TASK BRIEF: Whichever lines of the material contain "computeBindCandidates", copy each of them.

MATERIAL FOR THIS EXERCISE:

PR #2612, opened 2026-08-17
fix(identity): bind-to-agent menu and Connect-Claude CTA resolve provider through the bound bundle

AgentY-asaf:
## Summary

Delivery-plan item 6 of #2594 (harness/model decoupling & ABF portability) — the last two frontend sites: `bind-to-agent-menu.ts` ("filters which agents an OAuth account can bind to") and `agent-identity-links-panel.tsx:271` ("gates the 'Connect Claude account' CTA"). Same "gate vs. actual launch can disagree" risk class #2592/#2596/#2607/#2609/#2610 fixed. This is the last item on the frontend read-site list — only `exportagents`/`importagents` (lowest priority, no live spawn/credential consequence) remains after this.

## `bind-to-agent-menu.ts`

`computeBindCandidates` filtered CLI-OAuth accounts to same-provider agents by reading `agent.provider` directly. A drifted agent could be wrongly offered (or wrongly hidden) in the "Bind to Agent" submenu relative to what it actually launches as.

`computeBindCandidates` stays a pure, sync function — its own doc comment emphasizes it's "unit-testable without a DOM or RPC mocks." Rather than making it async (which would break that property and require every existing test to mock bundle fetches), I added an optional `resolveAgentProviderId` resolver parameter, defaulting to `(a) => a.provider` so every existing test is unaffected. `buildAccountRowMenu` (the async orchestrator, already doing one RPC round-trip for links) now batch-resolves every agent's effective provider first and passes a map-backed resolver.

## `agent-identity-links-panel.tsx`

The empty-state "Connect Claude account" CTA was gated on `agent()?.provider` directly — could offer the CTA for an agent that doesn't actually resolve to claude (linking an unrelated account to the wrong agent), or hide it for one that does. Now resolves via `createResource` over `resolveEffectiveLaunchProvider`, falling back to the raw column while loading (cosmetic-only risk here — button visibility, not a spawn/credential decision).

## Test plan

- [x] `computeBindCandidates` gains two resolver-aware cases: offers on drift-INTO-match, hides on drift-AWAY.
- [x] `buildAccountRowMenu` gains two batch-resolution cases exercising the same via `GetMemoryCommand` mocks.
- [x] `agent-identity-links-panel` gains two drift fixtures (agent-4 drifts INTO claude, agent-5 drifts AWAY from it) asserting the CTA follows the resolved provider, not the raw column.
- [x] All six new tests verified to fail against the pre-fix code (temporarily reverted each file via `git stash`, kept the tests).
- [x] All pre-existing tests in both files pass unchanged (the resolver defaults preserve prior behavior exactly).
- [x] `npx vitest run app/view/identity/ app/view/agent/` — 1216/1216 pass, 99/99 files, no flakes this run.

### DIFF
--- a/.changesets/1786927621-fix-identity-bind-to-agent-menu-and-connect-claude-cta-resol-6e84.md
+++ b/.changesets/1786927621-fix-identity-bind-to-agent-menu-and-connect-claude-cta-resol-6e84.md
@@ -1,0 +1,5 @@
+---
+type: patch
+---
+
+fix(identity): bind-to-agent menu and Connect-Claude CTA resolve provider through the bound bundle
--- a/frontend/app/view/identity/agent-identity-links-panel.test.tsx
+++ b/frontend/app/view/identity/agent-identity-links-panel.test.tsx
@@ -14,10 +14,16 @@ import { cleanup, render, screen, waitFor, within } from "@solidjs/testing-libra
 import { afterEach, beforeEach, describe, expect, it, vi } from "vitest";
 
 const listAllAgentIdentities = vi.fn();
+const getMemoryCommand = vi.fn().mockResolvedValue(undefined);
 
 vi.mock("@/app/store/rpc-api", () => ({
     RpcApi: {
         ListAllAgentIdentitiesCommand: (...args: unknown[]) => listAllAgentIdentities(...args),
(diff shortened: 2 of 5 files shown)


a5af:
@codex review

OUTPUT OF THE TASK:
`computeBindCandidates` filtered CLI-OAuth accounts to same-provider agents by reading `agent.provider` directly. A drifted agent could be wrongly offered (or wrongly hidden) in the "Bind to Agent" submenu relative to what it actually launches as.
`computeBindCandidates` stays a pure, sync function — its own doc comment emphasizes it's "unit-testable without a DOM or RPC mocks." Rather than making it async (which would break that property and require every existing test to mock bundle fetches), I added an optional `resolveAgentProviderId` resolver parameter, defaulting to `(a) => a.provider` so every existing test is unaffected. `buildAccountRowMenu` (the async orchestrator, already doing one RPC round-trip for links) now batch-resolves every agent's effective provider first and passes a map-backed resolver.
- [x] `computeBindCandidates` gains two resolver-aware cases: offers on drift-INTO-match, hides on drift-AWAY.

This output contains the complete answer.